Saturday, July 4, 00:59
Home security Security researchers took advantage of SMBGhost RCE vulnerability

Security researchers took advantage of SMBGhost RCE vulnerability


Researchers at Ricerca Security discovered and demonstrated one vulnerability in Windows 10, named CVE-2020-0796, which allows remote access to an intruder.

Vulnerability, also known as SMBGhost, was discovered in the Microsoft Server Message Block 3.1.1 (SMBv3) network communication protocol and only affects systems running Windows 10, versions 1903 and 1909, as well as the Server Core installations of Windows Server, 1903 and 1909 versions.

Although the Microsoft had decided not to reveal the vulnerability and not to issue security advice, some information about SMBGhost was leaked during Patch Tuesday last month by various security suppliers who are part of the company's Active Protections Program.

"An intruder who can successfully exploit vulnerabilities could be able to execute code on the destination server or client." he explains Microsoft.

Following the release of several Proof-of-Concepts (PoC) exploits, including a denial of service developed by Kryptos Logic security researcher Marcus Hutchins, Microsoft has released updates. security for all affected platforms on 12 March.

"However, although there have already been many public reports and PoCs for LPE (Local Privilege Escalation), none of them have shown that an RCE is actually possible so far," said Ricerca Security researchers.

If the repair of all vulnerable Systems weren't urgent enough until now, Ricerca Security revealed yesterday a PoC RCE exploit for SMBGhost, with all the technical details behind it.

So far, however, Ricerca Security has decided not to publicly share the RCE PoC operation so that it does not exist. danger to fall into the wrong hands.

Researchers at Kryptos Logic have discovered about 48.000 Windows 10 computers that are vulnerable to attacks targeting the vulnerability of SMBGhost. If you have not yet repaired your Windows 10 systems against CVE-2020-0796, you should do so as soon as possible to rule out possible attacks.


Please enter your comment!
Please enter your name here

Absent Mia
Absent Mia
Being your self, in a world that constantly tries to change you, is your greatest achievement


Avaddon ransomware: Attacks through Excel 4.0 macros

Microsoft announced yesterday that Avaddon ransomware spread this week through an old technique that came to the fore again. The...

Apple: Prohibits updating Chinese Apps without permission

Apple is banning developers from updating existing apps in China's App Store if they don't have government approval.

Australia: Thousands of MyGov accounts are sold on the Dark Web

Access to more than 3600 MyGov accounts is being sold on the dark web, potentially exposing thousands of Australians to fraud and identity theft.

Party Time: Watch TV with your friends online

Party Time: Watch TV with your friends on the internet Time for a different party than you are used to, watching your favorite ...
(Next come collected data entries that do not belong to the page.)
PR #68, opened 2021-03-01
Map & Set Standard Library Functions

chrisnevers:
* Abstract `Array` stdlib functions that use `reduce` into `Foldable` functions. 
* Make `Array` and `Map` reduction functions point to `Foldable` functions.
* Create `Set` data type.
* Add `Set` functions to standard library.

### DIFF
--- a/hs/src/Reach/Eval/Core.hs
+++ b/hs/src/Reach/Eval/Core.hs
@@ -2166,6 +2166,8 @@ getKwdOrPrim ident env =
     -- Hack: Allow `default` to be used as object property name for `match`
     -- expr. Keywords are allowed as property names in JS anyway, *shrug*
     Just (SLSSVal _ _ (SLV_Kwd SLK_default)) -> Nothing
+    -- Allow `new` to be used as object property name for `Set`.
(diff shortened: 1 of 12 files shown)


hs/src/Reach/Eval/Core.hs
```diff
@@ -1013,14 +1006,23 @@ evalAsEnvM obj = case obj of
...
-        [ ("reduce", retV $ public $ SLV_Prim $ SLPrim_MapReduce) ]
+      M.fromList $
+        [ ("reduce", retV $ public $ SLV_Prim $ SLPrim_MapReduce) ] <> foldableValueEnv
   SLV_Map _ ->
     Just $
-      M.fromList
-        [ ("reduce", delayCall SLPrim_MapReduce) ]
+      M.fromList $
+        [ ("reduce", delayCall SLPrim_MapReduce) ] <> foldableObjectEnv
+  SLV_Prim SLPrim_Set ->
```
jeapostrophe, line 1015: I think that you could just define `Set` in the standard library as `const Set = () => { const s = new Map(Null); return { ..... };` and not modify Core.hs

jeapostrophe (changes requested):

CISA and FBI warn businesses of Tor's risks

The Cybersecurity and Infrastructure Security Agency (CISA) and the Federal Bureau of Investigation (FBI) have issued a warning to businesses regarding ...

openSUSE: The new Leap 15.2 hard drive has been released

Recently, the next stable version of the openSUSE operating system was released. According to the development team of the operating system, ...

What are the most popular types of malware?

Researchers are looking for the most common types of malware. During the investigation of the malicious activities, the researchers in cyberspace focus ...

REvil ransomware: Target the Light SA electricity company

The operators of REvil ransomware (also known as Sodinokibi) violated the Brazilian electricity company Light SA ...

LinkedIn: Our bug is due to an iOS problem

A representative of LinkedIn told ZDNet yesterday that an error in the iOS application was responsible for a seemingly "interfering behavior" that ...

Valak Info Stealer targets businesses in Europe and America

Many businesses in North and South America, but also in Europe, have fallen victim to the infamous Valak Info Stealer.